◆ **WHAT YOU WILL DO**
Your answer should be the lines below from the one holding "Also since try-catch" through the one holding "line, is wasteful.", copied exactly and with nothing else.

Collected data entries:
*** Begin section ***
PR #4861, opened 2017-07-18
[lint plugins] Allow lint plugins to output HTML formatted messages

nijel:
This is opt-in, the plugin needs to produce message_html instead of
message to be rendered as HTML.

We were using this with custom patch at phpMyAdmin, but I think it's better to integrate such feature upstream.

### DIFF
--- a/addon/lint/lint.js
+++ b/addon/lint/lint.js
@@ -112,7 +112,11 @@
     if (!severity) severity = "error";
     var tip = document.createElement("div");
     tip.className = "CodeMirror-lint-message-" + severity;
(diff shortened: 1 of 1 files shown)


marijnh:
Looks good. Could you use `messageHTML` as a property name instead to make it follow the general capitalization style of the rest of the code?

nijel:
Good point, changed to ``messageHTML``.

marijnh:
Thank you. Merged!

nijel:
Thanks, that was fast!

PR #4862, opened 2017-07-19
SQL line comments start with "--"

antimatter15:
SQL line comments start with "--" unless it's explicitly something else (i.e. `//` or `#`). Currently `lineComment` in the SQL mode is set to `null` whenever there isn't an explicit exception, which forces typical SQL modes to only do block comments.

### DIFF
--- a/mode/sql/sql.js
+++ b/mode/sql/sql.js
@@ -193,7 +193,7 @@ CodeMirror.defineMode("sql", function(config, parserConfig) {
 
     blockCommentStart: "/*",
     blockCommentEnd: "*/",
-    lineComment: support.commentSlashSlash ? "//" : support.commentHash ? "#" : null
+    lineComment: support.commentSlashSlash ? "//" : support.commentHash ? "#" : "--"
   };
 });
 


adrianheine:
Thanks for your pull request! [As far as I see](https://stackoverflow.com/questions/17554061), `--` is indeed one of the most common and portable ways to have a line comment in SQL. It already seems to be supported in Line 74ff, though. Did you try it, for example on the [CodeMirror website](https://codemirror.net/mode/sql/index.html)?

antimatter15:
This change affects `lineComment` as consumed by the official `comment` plugin. 

Right now, hitting "Cmd+/" toggles a block comment (even on languages which support `-- ` line comments). This pull request toggles the line comment.

adrianheine:
I see! I suppose the white-space padding for MySQL is not necessary since it is automatically added by the comment plugin. I think it makes sense to untangle what a dialect supports and what is used for `lineComment`, or at least make `lineComment` configurable. Since `-- ` is so portable I would think it makes sense to use it per default in all dialects.

marijnh:
I think this is fine as it is. Merged as cb01fa18

PR #6722, opened 2021-06-24
Fix #6660. Created regex to match all uppercase ascii/cyrillic chars

### LINKED ISSUE #6660: isUpperCase and isLowerCase tests for vim mode are ascii-only
https://github.com/codemirror/CodeMirror/blob/dc3952a60b6cf8ea7b2cb66521ae5165a04d444e/keymap/vim.js#L427-L429

This causes some vim commands, e.g. `~` key (case switching) to work incorrectly.

Steps to reproduce:
1. Enable Vim mode.
2. Enter some text in mixed case in cyrillic, e.g. “строчные ЗАГЛАВНЫЕ”.
3. Move cursor to the first letter and press “~” a few times.
4. Notice that smallcase letters turn into uppercase, but uppercase letters don’t change.

WillHernandez:
https://github.com/codemirror/CodeMirror/issues/6660
Created a regex that will match  all uppercase ascii/cyrillic characters. This will improve the accuracy of function isUpperCase() and allow vim shortcut "shift + ~" to convert lowerCaseChars => upperCaseChars & upperCaseChars => lowerCaseChars on cyrillic characters.

### DIFF
--- a/AUTHORS
+++ b/AUTHORS
@@ -910,6 +910,7 @@ Wesley Wiser
 Weston Ruter
 Will Binns-Smith
 Will Dean
+Will Hernandez
 William Desportes
 William Jamieson
 William Stein
--- a/keymap/vim.js
+++ b/keymap/vim.js
@@ -420,6 +420,7 @@
     var numbers = makeKeyRange(48, 10);
     var validMarks = [].concat(upperCaseAlphabet, lowerCaseAlphabet, numbers, ['<', '>']);
     var validRegisters = [].concat(upperCaseAlphabet, lowerCaseAlphabet, numbers, ['-', '"', '.', ':', '_', '/']);
+    var upperCaseChars;
 
     function isLine(cm, line) {
       return line >= cm.firstLine() && line <= cm.lastLine();
@@ -434,7 +435,12 @@
       return numberRegex.test(k);
     }
     function isUpperCase(k) {
-      return (/^[A-Z]$/).test(k);
+      try {
+        upperCaseChars = new RegExp("^[\\p{Lu}]$", "u");
+      } catch (_) {
+        upperCaseChars = /^[A-Z]$/;
+      }
+      return upperCaseChars.test(k);
     }
     function isWhiteSpaceString(k) {
       return (/^\s*$/).test(k);


marijnh:
Some of the browsers supported by the library don't support `\p` (or `/u` for that matter) so you'll have to do this conditionally and fall back to the old regexp when it doesn't work.

Also, why `new RegExp(/^[\p{Lu}]$/, 'u')`, and not just `/^[\p{Lu}]$/u`?

WillHernandez:
> Some of the browsers supported by the library don't support `\p` (or `/u` for that matter) so you'll have to do this conditionally and fall back to the old regexp when it doesn't work.
> 
I should've recognized that as a potential issue beyond the browsers that I tested.
A more accurate solution that does not require a regex may be to bring back the original regex to check for uppercase ascii and also check the indexof the below upperCase cyrillic chars string. Ill make sure im not missing any additional chars in that string.

var upperCaseCyrillicChars = "АбБВГДЕЁЖЗИЙКЛМНОПРСТУФХЦЧШЩЪЫЬЭЮЯ";
upperCaseCyrillicChars.indexOf(k) !== -1

> Also, why `new RegExp(/^[\p{Lu}]$/, 'u')`, and not just `/^[\p{Lu}]$/u`?
For some reason when running npm test - the later regex would return a SyntaxError: invalid regular expression flag but new Regexp would not.

WillHernandez:
> > For some reason when running npm test - the later regex would return a SyntaxError: invalid regular expression flag but new Regexp would not.
> 
> That's a symptom of the engine support issue I was talking about.
> 
> I'd suggest something like:
> 
> ```
> var upperCaseChars
> try { upperCaseChars = new RegExp("^[\\p{Lu}]$", "u") }
> catch (_) { upperCaseChars = /^[A-Z]$/ }
> ```

Thanks for the suggestions. Added try/catch to fallback to the original regex.

marijnh:
return new RegExp(/^[\p{Lu}]$/, "u").test(k);

Could you make the argument a string rather than a regexp? I guess this, due to subtle type conversions, also works, but it's needlessly obscure. (Don't forget to escape the backslash in the string.)

marijnh:
Also since try-catch isn't necessarily cheap I'd really put the regexp in a module-level variable.

marijnh:
The exception occurs on regexp creation, not when calling a method on it, so this doesn't work. Please just follow the structure I showed before.

WillHernandez:
> The exception occurs on regexp creation, not when calling a method on it, so this doesn't work. Please just follow the structure I showed before.

Looks to be set as requested. Apologies on any confusion

PR #6728, opened 2021-06-29
Add python 3 string prefix `rb` and `rf`

### LINKED ISSUE #6727: Python string prefix `rf` and `rb` does not get highlighted
In python, [multiple string prefix such as  `rf` and `rb` is valid](https://docs.python.org/3/reference/lexical_analysis.html#string-and-bytes-literals):

```python
rf"hi"
fr"hi"
rb"hi"
br"hi"
```

however codemirror currently does not highlight `rf` and `rb` (it does, however highlight `fr` and `br` correctly).

image

https://jsbin.com/xowoginoqo/1/edit?html,js,output

qria:
Added `rb` and `rf` to python highlighter.

Only added to python 3 because there's no f-string in python2.

Now we support all python string prefix. See : https://docs.python.org/3/reference/lexical_analysis.html#string-and-bytes-literals

fixes #6727


marijnh:
Thanks!

PR #6740, opened 2021-07-09
Improve folding addon performance

Billiam:
A couple of perforance improvements for the fold code addon

## Don't use scanUp for some fold commands

For the `foldAll` and `unfoldAll` commands, the fold addon already iterates through every line in the file, so a secondary loop upward, for every line, is wasteful.

For the `unfold` command, `doFold` exits after `getRange` anyway, and depends on the marker clearing side effect in `getRange` for unfolding. When scanning up, these ranges are not unfolded anyway because of the `allowFolded` check, so having scanUp enabled just causes a bunch of extra `findMarksAt` calls for no reason.

## Exit `getRange` early if `force` is "fold"

`getRange` iterates over all marks at a position and then checks for `force === "fold"` at each loop iteration. This change exits before the loop instead, saving the call to `getMarksAt` and the iteration.

### DIFF
--- a/addon/fold/foldcode.js
+++ b/addon/fold/foldcode.js
@@ -106,13 +106,13 @@
   CodeMirror.commands.foldAll = function(cm) {
     cm.operation(function() {
       for (var i = cm.firstLine(), e = cm.lastLine(); i <= e; i++)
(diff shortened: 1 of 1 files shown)


marijnh:
Thanks!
*** End section ***
◆ **ANSWER FOR THIS EXERCISE**
Also since try-catch isn't necessarily cheap I'd really put the regexp in a module-level variable.

marijnh:
The exception occurs on regexp creation, not when calling a method on it, so this doesn't work. Please just follow the structure I showed before.

WillHernandez:
> The exception occurs on regexp creation, not when calling a method on it, so this doesn't work. Please just follow the structure I showed before.

Looks to be set as requested. Apologies on any confusion

PR #6728, opened 2021-06-29
Add python 3 string prefix `rb` and `rf`

### LINKED ISSUE #6727: Python string prefix `rf` and `rb` does not get highlighted
In python, [multiple string prefix such as  `rf` and `rb` is valid](https://docs.python.org/3/reference/lexical_analysis.html#string-and-bytes-literals):

```python
rf"hi"
fr"hi"
rb"hi"
br"hi"
```

however codemirror currently does not highlight `rf` and `rb` (it does, however highlight `fr` and `br` correctly).

image

https://jsbin.com/xowoginoqo/1/edit?html,js,output

qria:
Added `rb` and `rf` to python highlighter.

Only added to python 3 because there's no f-string in python2.

Now we support all python string prefix. See : https://docs.python.org/3/reference/lexical_analysis.html#string-and-bytes-literals

fixes #6727


marijnh:
Thanks!

PR #6740, opened 2021-07-09
Improve folding addon performance

Billiam:
A couple of perforance improvements for the fold code addon

## Don't use scanUp for some fold commands

For the `foldAll` and `unfoldAll` commands, the fold addon already iterates through every line in the file, so a secondary loop upward, for every line, is wasteful.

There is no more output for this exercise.